■ **Task requirements**
Among the lines below, keep only those from the one containing "PR #42, opened 2024-12-18" through the one containing "- cleans up baseline", and reproduce them exactly.

■ **Collected data entries**
____
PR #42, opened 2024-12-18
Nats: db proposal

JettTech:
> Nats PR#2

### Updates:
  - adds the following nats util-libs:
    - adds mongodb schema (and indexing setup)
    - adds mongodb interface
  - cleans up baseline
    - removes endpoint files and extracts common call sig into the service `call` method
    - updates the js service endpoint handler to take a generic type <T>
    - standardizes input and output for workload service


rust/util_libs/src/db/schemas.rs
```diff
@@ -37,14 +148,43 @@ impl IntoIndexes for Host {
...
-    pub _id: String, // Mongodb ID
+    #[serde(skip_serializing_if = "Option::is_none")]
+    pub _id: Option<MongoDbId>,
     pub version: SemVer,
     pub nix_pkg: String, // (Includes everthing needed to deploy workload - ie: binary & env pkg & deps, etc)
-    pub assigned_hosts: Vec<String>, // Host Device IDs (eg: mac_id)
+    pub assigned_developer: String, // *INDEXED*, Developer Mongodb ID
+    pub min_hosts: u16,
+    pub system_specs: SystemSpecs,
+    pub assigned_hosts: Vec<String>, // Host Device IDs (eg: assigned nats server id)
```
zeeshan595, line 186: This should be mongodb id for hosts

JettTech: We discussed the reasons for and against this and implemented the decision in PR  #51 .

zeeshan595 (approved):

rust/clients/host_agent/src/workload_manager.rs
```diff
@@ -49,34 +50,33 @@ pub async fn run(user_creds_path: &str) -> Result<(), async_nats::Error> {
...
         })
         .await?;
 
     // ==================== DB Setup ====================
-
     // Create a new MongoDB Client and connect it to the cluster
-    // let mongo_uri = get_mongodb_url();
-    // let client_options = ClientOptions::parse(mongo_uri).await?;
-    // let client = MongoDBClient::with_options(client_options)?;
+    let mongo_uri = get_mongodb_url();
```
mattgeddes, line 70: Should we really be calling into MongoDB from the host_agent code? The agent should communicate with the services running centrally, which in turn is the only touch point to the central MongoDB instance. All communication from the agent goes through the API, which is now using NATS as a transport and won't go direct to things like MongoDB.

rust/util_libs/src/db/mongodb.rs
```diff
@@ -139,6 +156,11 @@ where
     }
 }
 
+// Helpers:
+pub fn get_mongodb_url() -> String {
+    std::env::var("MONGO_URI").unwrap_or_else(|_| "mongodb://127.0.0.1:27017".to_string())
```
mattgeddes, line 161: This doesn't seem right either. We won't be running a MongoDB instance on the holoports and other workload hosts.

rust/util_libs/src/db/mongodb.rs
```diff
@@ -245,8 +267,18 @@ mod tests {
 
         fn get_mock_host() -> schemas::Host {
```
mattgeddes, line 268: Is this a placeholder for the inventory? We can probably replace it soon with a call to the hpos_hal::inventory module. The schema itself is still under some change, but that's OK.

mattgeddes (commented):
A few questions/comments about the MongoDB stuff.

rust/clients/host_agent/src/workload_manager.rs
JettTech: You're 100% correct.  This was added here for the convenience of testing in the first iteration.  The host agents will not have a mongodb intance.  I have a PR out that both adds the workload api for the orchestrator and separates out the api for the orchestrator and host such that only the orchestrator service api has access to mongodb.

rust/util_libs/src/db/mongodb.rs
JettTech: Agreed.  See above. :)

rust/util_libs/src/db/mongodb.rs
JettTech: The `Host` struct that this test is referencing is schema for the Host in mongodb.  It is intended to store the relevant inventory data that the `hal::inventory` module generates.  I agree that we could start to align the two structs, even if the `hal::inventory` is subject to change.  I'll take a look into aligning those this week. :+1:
____
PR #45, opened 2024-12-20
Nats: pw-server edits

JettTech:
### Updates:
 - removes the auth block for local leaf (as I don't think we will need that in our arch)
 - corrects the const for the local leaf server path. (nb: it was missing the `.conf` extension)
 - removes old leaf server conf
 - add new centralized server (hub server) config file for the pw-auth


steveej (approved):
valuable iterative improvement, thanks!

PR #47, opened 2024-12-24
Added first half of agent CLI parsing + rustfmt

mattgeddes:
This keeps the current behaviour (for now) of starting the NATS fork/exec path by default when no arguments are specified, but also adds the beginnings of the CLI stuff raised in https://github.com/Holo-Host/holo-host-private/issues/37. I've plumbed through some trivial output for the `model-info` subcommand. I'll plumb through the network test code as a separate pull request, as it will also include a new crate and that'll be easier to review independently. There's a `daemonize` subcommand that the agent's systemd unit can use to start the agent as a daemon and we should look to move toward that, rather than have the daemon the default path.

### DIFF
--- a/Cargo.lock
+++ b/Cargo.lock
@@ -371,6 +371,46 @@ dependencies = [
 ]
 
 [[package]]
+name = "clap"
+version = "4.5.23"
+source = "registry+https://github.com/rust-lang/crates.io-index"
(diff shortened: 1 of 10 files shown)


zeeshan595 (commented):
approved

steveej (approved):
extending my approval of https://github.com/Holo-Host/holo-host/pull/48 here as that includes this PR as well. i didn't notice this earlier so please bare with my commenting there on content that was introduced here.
____
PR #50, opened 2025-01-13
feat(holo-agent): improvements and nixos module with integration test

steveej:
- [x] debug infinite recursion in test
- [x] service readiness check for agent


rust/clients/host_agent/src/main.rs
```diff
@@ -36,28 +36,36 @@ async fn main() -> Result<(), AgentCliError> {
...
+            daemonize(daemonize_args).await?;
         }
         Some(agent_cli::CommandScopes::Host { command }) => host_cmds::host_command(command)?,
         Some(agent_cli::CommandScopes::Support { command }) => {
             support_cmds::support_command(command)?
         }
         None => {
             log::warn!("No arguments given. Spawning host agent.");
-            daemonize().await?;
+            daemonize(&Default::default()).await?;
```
____
■ **Completed task**
PR #42, opened 2024-12-18
Nats: db proposal

JettTech:
> Nats PR#2

### Updates:
  - adds the following nats util-libs:
    - adds mongodb schema (and indexing setup)
    - adds mongodb interface
  - cleans up baseline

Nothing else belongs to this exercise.